Provided information Start Marker

PR #8361, opened 2021-04-12
feat(link): add support for icon with standalone links

janhassel:
The [usage guidelines for the Link](https://www.carbondesignsystem.com/components/link/usage#standalone-link) component point out that standalone links can be paired with icons. However, there is no direct API for it, resulting in different styling across different teams (spacing between text and icon, vertical alignment). This PR adds a `renderIcon` prop to the link to standardize this variant.

#### Changelog

**New**

- `props.renderIcon` for `Link`

#### Testing / Reviewing

Ensure that...
- the icon is not rendered when `props.inline` is passed
- the icon always changes colors together with the text (hover, active, visited)

Question for design: there was no visual specifiation regarding this variant, so I took the image from the usage guidelines as a template. There, `spacing-03` was used between the text and the icon. Let me know if this should be changed.

For reference, left top is the mockup from the usage guidelines, bottom and right are the implementation of this PR.
image


packages/components/src/components/link/_link.scss
```diff
@@ -95,6 +96,12 @@
   .#{$prefix}--link--lg {
     @include type-style('body-short-02');
   }
+
+  .#{$prefix}--link__icon {
```
joshblack, line 99: Would be great to get the following snippet to "Just work":

```jsx
<Link href="...">Text <SomeIcon /></Link>
```

I'm assuming the big challenge is adding in the correct spacing for the icon (in this case `$spacing-03`) so we need a selector to target it and then need to provide that to the component itself, correct?

Just thinking out loud, this may be what we have to end up going with now, but would be interesting to explore either "gap" or custom property based solutions in the future. Gap would be interesting in the context of grid (and flex when it gets it) since I think it only is applied when there are more than one items. `display: inline-grid` plus `grid-column-gap` and `grid-auto-flow: columns` may be a nice trick in the future for these.

janhassel: Interesting idea. We couldn't directly prevent the misuse of inline links with icons then though, could we?

joshblack: Maybe we add in a class for the "inline" link, I guess? Then scope the CSS rules outside of that.

Definitely thinking for later on, right now this seems like a solid step given what our API and constraints are 👍

johnbister (approved):
Looks consistent with the guidelines. Do you know if we’re planning on doing sm/lg variants of link with icon in the future? If so, we’ll want to adjust the spacing accordingly, but for the default link size this looks good to me!

janhassel:
@johnbister There is actually support for `sm` and `lg` links right now.
If you let me know what spacing each size variant should have, I can update the PR accordingly.

| Variant | Font size | Spacing |
| :- | :- | :- |
| `sm` | 0.75rem / 12px | |
| `md` (default) | 0.875rem / 14px | `$spacing-03` |
| `lg` | 1rem / 16px | |

johnbister:
Oh nice!   After playing around with it $spacing-02 and 04 is too big of a jump for the sm/lg sizes and it doesn't look right.

****Let's keep them as is--all $spacing-03.** Looks good! Thanks @janhassel**

emyarod (approved):
looks good to me

tw15egan:
@janhassel just seeing a slight change when the disabled styles are enabled, perhaps a line-height change somewhere?

janhassel:
@tw15egan Thanks for catching that! When disabled, the `display` property was set to `inline` explicitly and therefore overwrote `inline-flex` from the normal/enabled style.

tw15egan (approved):

joshblack (approved):

PR #8366, opened 2021-04-12
feat(PasswordInput): support `warn` and `inline` props

### LINKED ISSUE #8365: PasswordInput missing support for `inline` and `warn` props
(viewable in the current published storybook)

The PasswordInput component currently does not support the `inline` prop or the `warn` prop correctly unlike the normal TextInput component. Setting values for those props in the password input has no effect at the moment

emyarod:
Closes #8365

This PR adds support for the `warn` and `inline` props in the PasswordInput component to match TextInput

#### Changelog

**New**

- `warn` and `warnText` props to enable warning state
- `inline` prop to support inline password input variant

**Changed**

- password input markup more closely matches text input now
- vertical alignment of inline text input elements

#### Testing / Reviewing

Ensure the newly supported props work properly in the PasswordInput component


tw15egan (approved):
LGTM 👍 ✅

laurenmrice (changes requested):
- The `Label` needs to bottom align with the text in the input. Right now its a little higher.
Artboard

- When the inline knob is selected and then selecting the warning state knob, the label and helper text shift down. They should remain in the same place. This also seems to happen for the invalid state.
warning


- *Note - Eventually I think design needs to redesign the inline variant for form components across the board. I have realized it might make more sense to keep the helper text under the input, since it now gets replaced by the invalid and warning text that appears for these states. But this will be a design spec we can provide for a later PR. 👍

laurenmrice (approved):
Looks good! Thanks 🙌

jnm2377 (approved):

PR #8376, opened 2021-04-12
feat(tokens): update color tokens pt3

### LINKED ISSUE #8303: Update 25% of components to use new design tokens (4/4)
Ref #8148 

Components to be updated: 

- [x] Tag
- [x] Textarea
- [x] TextInput
- [x] Tile
- [x] TimePicker
- [x] Toggle
- [x] Tooltip
- [x] Treeview
- [x] UI Shell (replace old color tokens, old UI Shell tokens will be updated in a separate PR)

We will also need to update all global scss files to reference new color tokens
- [x] `globals/scss`

tw15egan:
Closes https://github.com/carbon-design-system/carbon/issues/8303

Components to be updated: 

- [x] Tag
- [x] Textarea
- [x] TextInput
- [x] Tile
- [x] TimePicker
- [x] Toggle
- [x] Tooltip
- [x] Treeview
- [x] UI Shell (replace old color tokens, old UI Shell tokens will be updated in a separate PR)

We will also need to update all global scss files to reference new color tokens
- [x] `globals/scss`

#### Changelog

**Changed**

- Old color tokens replaced with new ones

**Removed**

- Some duplicate selectors we refactored to one selector

#### Testing / Reviewing

Go over the list above and ensure all components look correct


packages/components/src/components/data-table/_data-table-core.scss
```diff
@@ -264,6 +264,7 @@
     tbody
     tr:not(.#{$prefix}--parent-row):nth-child(even)
     td {
+    // V11: Question for design: This currently maps to $ui-02
     background-color: $data-table-zebra-color;
```
tw15egan: @aagonzales the zebra styles currently map to `$ui-02`. Do we have any updated tokens we can use for these?

aagonzales: No we don't at the moment. If we keep the light variants we will.

tw15egan: Do you know what token we should use for zebra styling then?

aagonzales: I've got to think about it a little. We may need to add a new one.

tw15egan: Sounds good. I noticed it is also used for the `bx--content` class in the [UI Shell ](https://deploy-preview-8350--carbon-components-react.netlify.app/?path=/story/components-ui-shell--fixed-side-nav) where we have it blend in with the background in the light themes, but higher contrast in dark. Didn't see any current tokens that had the same type of contrast bump between light / dark themes. 

I believe it is also used in [Toggle](https://github.com/carbon-design-system/carbon/pull/8376/files#diff-269c960611bf3ff718a8247dfef83564ca602d1213f00a7c405e9737113a331bR384)

packages/components/src/components/toggle/_toggle.scss
```diff
@@ -377,7 +381,7 @@
   .#{$prefix}--toggle-input:active
     + .#{$prefix}--toggle-input__label
     > .#{$prefix}--toggle__switch::before {
-    box-shadow: 0 0 0 1px $ui-02, 0 0 0 3px $focus;
+    box-shadow: 0 0 0 1px $background, 0 0 0 3px $focus;
```
aagonzales: I think this one would be `$focus-inset` right? Its the line between the focus border and the component?

packages/components/src/components/data-table/_data-table-core.scss
aagonzales: I'm not really sure its used correctly in UI Shell. It seems to be jumping layer and going from the background color (first layer) to the third layer (ui-02). I would assume that's a bug and it should be ui-01 instead of -02 there.

aagonzales: Let's use `$layer-accent` for zebra stripes for now.

aagonzales (changes requested):

tw15egan:
@aagonzales just pushed up some changes 👍🏻

aagonzales (approved):

emyarod (approved):

jnm2377 (approved):

packages/components/src/components/ui-shell/_content.scss
```diff
@@ -15,7 +15,7 @@
 @mixin carbon-content {
   .#{$prefix}--content {
     padding: 2rem;
-    background: $ui-02;
+    background: $layer;
```
nertzy, line 18: This changes the background color for the UI Shell content tag.

Everywhere else, `$ui-01` is being replaced with `$layer`. This is the only place where `$ui-02` is being replaced. Is this an error?

tw15egan: This was an intentional change: https://github.com/carbon-design-system/carbon/pull/8376#discussion_r613421974

cc @aagonzales

Sebastian-Nguyen: Hi @tw15egan , I run the same code but on my local, content background color is ui-02, but on cloud the color is ui-01. I use a custom theme: (ui-background: #ffffff, ui-01: #f3f3f3, ui-02: #ffffff).
Do you know what make that difference? What should I do to make it run consistently on both environment?

tw15egan: Your local may be out of date and not pulling in the most recent changes. Seems like cloud is pulling in the latest that has changed it from `ui-02` to `ui-01` (`layer` in v11)

Sebastian-Nguyen: @tw15egan , you're right! I'll pull the new code changes. Thanks!

PR #8383, opened 2021-04-13
fix(button): remove dependency on tooltip component classes

### LINKED ISSUE #8372: Button component hasIconOnly assistive text styling not working

- [ ] `carbon-components`

## Detailed description

When using the `Button` component and importing the style by using 

`@import 'carbon-components/scss/components/button/_button';` 

the assistive text's styling does not work, and is in the wrong position.

Yes, `Button`

> see changed?

The `Button` scss should include styling for the assistive text

Firefox

x.27, reproduced on latest

> should be aware of?

IBM Cloud Docs

1. Create Button (hasIconOnly) component in js.
2. import Button styling
3. Hover on button

https://codesandbox.io/s/vibrant-sun-i3v25?file=/package.json

emyarod:
Closes #8372

This PR updates icon-only button tooltip selectors so that the dependency on tooltip component styles is removed.

#### Testing / Reviewing

This is not directly reviewable in storybook, but when building and using the icon only button the styles should now be standalone and no longer depend on tooltip specific component styles


joshblack (approved):

tw15egan:
Testing locally while only importing button styles, the `top` and `bottom` positions look great, but both `left` and `right` are rendering like this:

Screen Shot 2021-04-13 at 10 25 37 AM

Alignment prop works as expected with `top` and `bottom` positions

emyarod:
it looked like we currently only supported top and bottom positions in the icon-only button (https://github.com/carbon-design-system/carbon/blob/main/packages/components/src/components/button/_button.scss#L198-L205) but I can add support for left and right as well

tw15egan:
Weird, must have gotten nuked somewhere because I definitely remember testing it in https://github.com/carbon-design-system/carbon/pull/8022 ([preview](https://deploy-preview-8022--carbon-components-react.netlify.app/?path=/story/components-button--playground))

andreancardona (approved):

tw15egan (approved):
LGTM 👍 ✅

PR #8411, opened 2021-04-14
feat(grid): add css-grid support to components behind a feature flag

### LINKED ISSUE #8142: Author CSS Grid Components for React
We currently offer support for `Grid`, `Row`, and `Column` components in `carbon-components-react`. With our new CSS Grid support, we will need to either update these components or add variants to work with our CSS Grid classes.

Most likely we should see if we can make use of existing `Grid` and `Column` components (`Row` is no longer needed), potentially behind a feature flag that is added to our new `@carbon/feature-flags` package. These components should use the class names that were authored for the new CSS Grid support.

tay1orjones:
Closes #8142

Modifies the Grid components to use CSS Grid behind a feature flag.

#### Changelog

**Changed**

- `Grid`, `Column` use css grid implementation behind `enable-css-grid` feature flag

#### Testing / Reviewing

The storybook example will work when https://github.com/carbon-design-system/carbon/pull/8228 is in. I can remove it after approvals before merging.


tay1orjones:
@tw15egan @emyarod this one is ready for review 👍

packages/react/src/components/Grid/Grid.js
```diff
@@ -8,30 +8,55 @@
 import { settings } from 'carbon-components';
 import cx from 'classnames';
 import PropTypes from 'prop-types';
-import React from 'react';
+import React, { useContext } from 'react';
+import { useFeatureFlag } from '../FeatureFlags';
 
 const { prefix } = settings;
 
+const GridContext = React.createContext({ hasGridParent: false });
```
joshblack: Might help to have this be:

```suggestion
const GridContext = React.createContext(false);
```

And then the value can be a primitive type / boolean. This can help since on every render of `Grid` the identity of the `value` will change when it's an object. That will then trigger re-renders for each child that uses `useContext(GridContext)` since the value changes. Another option could be keeping it in state if it could change, or having it be a ref if those work better.

packages/react/src/components/Grid/Grid.js
```diff
@@ -8,30 +8,55 @@
...
+
 function Grid({
   as: BaseComponent = 'div',
   condensed = false,
   narrow = false,
   fullWidth = false,
+  subgrid,
```
joshblack: Is there a good use-case for manually specifying something as a grid? Was trying to think through when someone might want to do this this 🤔  Seemed like it doing it automatically would cover most situations.

packages/react/src/components/Grid/Grid.js
```diff
@@ -51,6 +76,11 @@ Grid.propTypes = {
    */
   className: PropTypes.string,
 
+  /**
+   * Specify how many columns wide the Grid should span
+   */
+  columns: PropTypes.number,
```
joshblack, line 80: What do we need this `columns` prop for? 👀

joshblack (changes requested):

emyarod (commented):
not sure if the feature flag is being applied in this example?

image

https://deploy-preview-8411--carbon-components-react.netlify.app/?path=/story/components-grid--experimental-css-grid

tay1orjones:
@emyarod sorry, looks like the netlify deploy preview hasn't update yet

packages/react/src/components/Grid/Grid.js
tay1orjones: Provides control over how many columns are available in the grid in total. The most common would be overriding the default 16 to a 12 column grid for equal spacing of thirds. 

For a subgrid this controls how many columns it will span.

packages/react/src/components/Grid/Grid.js
tay1orjones: My thought was actually the opposite, ensuring we provide a way to opt-out of a nested `<Grid>` automatically being a subgrid.

```js
<Grid>
  <Grid>Automatically a subgrid</Grid>
  <Grid subgrid={false}>but I want to opt out</Grid>
</Grid>
```

packages/react/src/components/Grid/Grid.js
tay1orjones: Great point, fixed

tw15egan (approved):
LGTM once other comments are addressed  👍 ✅

packages/react/src/components/Grid/Grid.js
joshblack: @tay1orjones do you have a situation in mind where that happens? (when someone would want to opt-out) Just trying to think of a use-case

packages/react/src/components/Grid/Grid.js
joshblack: > The most common would be overriding the default 16 to a 12 column grid for equal spacing of thirds.

This seems like it might be against IDL stuff, right? I thought for thirds they basically say drop the last column and do 5/5/5 but I could be misremembering 🤔 

> For a subgrid this controls how many columns it will span.

If I remember correctly this should be handled by the column classes in CSS, right? Is there somewhere in the React code where we need this?

joshblack (approved):
Happy to move forward since it's experimental, had some questions in the comments though for some of the props that might be better moved over to Slack or a new issue?? I'm down either way!

packages/react/src/components/Grid/Grid.js
tay1orjones: @joshblack After thinking it through some more and playing with it in the storybook I don't think there's a good reason to have it as a configurable prop. I'll remove it 👍

packages/react/src/components/Grid/Grid.js
tay1orjones: I've never heard of the 5/5/5! 😅  That could totally be my lack of knowledge on the topic. Is it on the IDL site or in our docs?

> If I remember correctly this should be handled by the column classes in CSS, right? Is there somewhere in the React code where we need this?

Yeah, this controls which column class is applied. By default it's 16, but some users may want a subgrid to be 8, to enable stuff like another non-subgrid on the same "row".

joshblack: Nice, makes sense!

PR #8425, opened 2021-04-15
feat(Components): update color tokens (1/2)

### LINKED ISSUE #8149: Update ~25% of components to use new design tokens

jnm2377:
Closes #8149 

**Changed**

- updates color tokens for:
    - Accordion
    - Breadcrumb
    - Button
    - Checkbox
    - Codesnippet
    - Combobox

Had some questions about some of the tokens (left in comments) - can update once questions are answered.

#### Testing / Reviewing

Test against visual regression for components.


packages/components/src/components/code-snippet/_code-snippet.scss
```diff
@@ -124,13 +124,14 @@
...
     &:hover {
-      background-color: $field-01;
+      background-color: $field;
       cursor: auto;
     }
   }
 
   .#{$prefix}--snippet--light.#{$prefix}--snippet--inline.#{$prefix}--snippet--no-copy:hover {
     background-color: $field-02;
+    // this???
```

Provided information End Marker

Copy out the range of lines above starting at the line with "joshblack: @tay1orjones do" and ending at the line with "PR #8425, opened 2021-04-15", exactly and including both.

_Exercise solution_
joshblack: @tay1orjones do you have a situation in mind where that happens? (when someone would want to opt-out) Just trying to think of a use-case

packages/react/src/components/Grid/Grid.js
joshblack: > The most common would be overriding the default 16 to a 12 column grid for equal spacing of thirds.

This seems like it might be against IDL stuff, right? I thought for thirds they basically say drop the last column and do 5/5/5 but I could be misremembering 🤔 

> For a subgrid this controls how many columns it will span.

If I remember correctly this should be handled by the column classes in CSS, right? Is there somewhere in the React code where we need this?

joshblack (approved):
Happy to move forward since it's experimental, had some questions in the comments though for some of the props that might be better moved over to Slack or a new issue?? I'm down either way!

packages/react/src/components/Grid/Grid.js
tay1orjones: @joshblack After thinking it through some more and playing with it in the storybook I don't think there's a good reason to have it as a configurable prop. I'll remove it 👍

packages/react/src/components/Grid/Grid.js
tay1orjones: I've never heard of the 5/5/5! 😅  That could totally be my lack of knowledge on the topic. Is it on the IDL site or in our docs?

> If I remember correctly this should be handled by the column classes in CSS, right? Is there somewhere in the React code where we need this?

Yeah, this controls which column class is applied. By default it's 16, but some users may want a subgrid to be 8, to enable stuff like another non-subgrid on the same "row".

joshblack: Nice, makes sense!

PR #8425, opened 2021-04-15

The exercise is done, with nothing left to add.